### Brief:
Select, from the data, each line where "default" occurs.

### Stored data:
=====
PR #4019, opened 2022-10-31
wv-2496

Tomcariello:
## Description
Revert wv-2448 (reset default layer to Terra/MODIS).

Fixes #
Flip back to having Terra/MODIS as the default layer on load
Also flip back the default events layers that were changed to Aqua/MODIS
Change the map positioning back to the original location based on time.

## How To Test
Clone, build, run WorldView. Confirm that the default layer is TERRA/MODIS. Also check & confirm that natural events are using Terra/MODIS as the layer.

### DIFF
--- a/config/default/common/config/wv.json/defaults.json
+++ b/config/default/common/config/wv.json/defaults.json
@@ -3,11 +3,11 @@
         "projection": "geographic",
         "startingLayers": [
             {
-                "id": "MODIS_Terra_CorrectedReflectance_TrueColor",
-                "hidden": "true"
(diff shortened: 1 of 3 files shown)


jasontk19 (approved):

minniewong (changes requested):
The Fire events didn't revert back to Terra

jasontk19:
Looks like there is an additional commit to be reverted: https://github.com/nasa-gibs/worldview/commit/a3c1d2b2a10c4d7f15b36b6cfe02bab8da5a9b7d

minniewong (approved):
Looks good now :)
=====
### Written answer:
Revert wv-2448 (reset default layer to Terra/MODIS).
Flip back to having Terra/MODIS as the default layer on load
Also flip back the default events layers that were changed to Aqua/MODIS
Clone, build, run WorldView. Confirm that the default layer is TERRA/MODIS. Also check & confirm that natural events are using Terra/MODIS as the layer.
--- a/config/default/common/config/wv.json/defaults.json
+++ b/config/default/common/config/wv.json/defaults.json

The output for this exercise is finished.